Esto muestra la necesidad de dar relevancia a la disparidad humana para
facilitar que cada cual, sea mujer u hombre, hable desde su experiencia,
porque éste es el único camino para reconocerse y expresar deseos propios,
sin necesidad de acatar, sin más, las expectativas impuestas. Sin esta práctica,
no es posible ver todas las dimensiones de cada conflicto. Para que éstos
salgan a la luz de un modo no destructivo es necesario ir más allá de un “te
escucho porque te respeto o porque tienes derecho a que se te escuche” para
llegar a un “qué podemos hacer tú y yo, qué acuerdos y qué mediaciones
necesitamos, para que nuestra disparidad no sea un obstáculo sino una fuente
de aprendizaje, de reflexión, de transformación”. O sea, abrirlos y hacerlos
circular en su raíz, en la relación.
Prácticas que previenen la violencia
En las primeras etapas de la educación obligatoria, en las que hay más
maestras que maestros, se tiende a aplicar un modelo educativo que valora al
alumno o a la alumna en su totalidad, intentando no separar ni jerarquizar los
aprendizajes cognitivos e intelectuales de los afectivos, físicos y relacionales.

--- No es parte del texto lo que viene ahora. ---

PR #156, opened 2014-08-04
added Coq support

knight-erraunt:


alerque:
Thanks for your contribution @knight-erraunt. I have cherry-picked this commit rather than directly merged it so I could drop the redundant alternate comment syntax. I don't see the point of having identical delimiters in the alternate registers. If I'm missing something here please feel free to let me know.

PR #508, opened 2023-01-02
feat(dosbatch): change `dosbatch` delimiters

MeShootIn:
Change `left` and `leftAlt` delimiters to nestable `REM ` (extra space character is required) for security and compatibility reasons. Here is two (the shortest) of the many justifications:

- [tldr](https://stackoverflow.com/a/12407934)
- [generalized](https://stackoverflow.com/a/12408045)

### DIFF
--- a/autoload/nerdcommenter.vim
+++ b/autoload/nerdcommenter.vim
@@ -91,7 +91,7 @@ let s:delimiterMap = {
     \ 'dns': { 'left': ';' },
     \ 'docbk': { 'left': '<!--', 'right': '-->' },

De esta manera, se presta también más atención a la particularidad y por ello
se acepta con más facilidad la diversidad que existe entre el alumnado,
fomentando y potenciando las relaciones entre escolares que ayudan no sólo a
aceptar o tolerar las diferencias, sino a relacionarse con ellas. Porque al
aceptar la particularidad, se acepta también que no hay un modelo de
“normalidad” al que aspirar o parecerse y las diferencias no se jerarquizan.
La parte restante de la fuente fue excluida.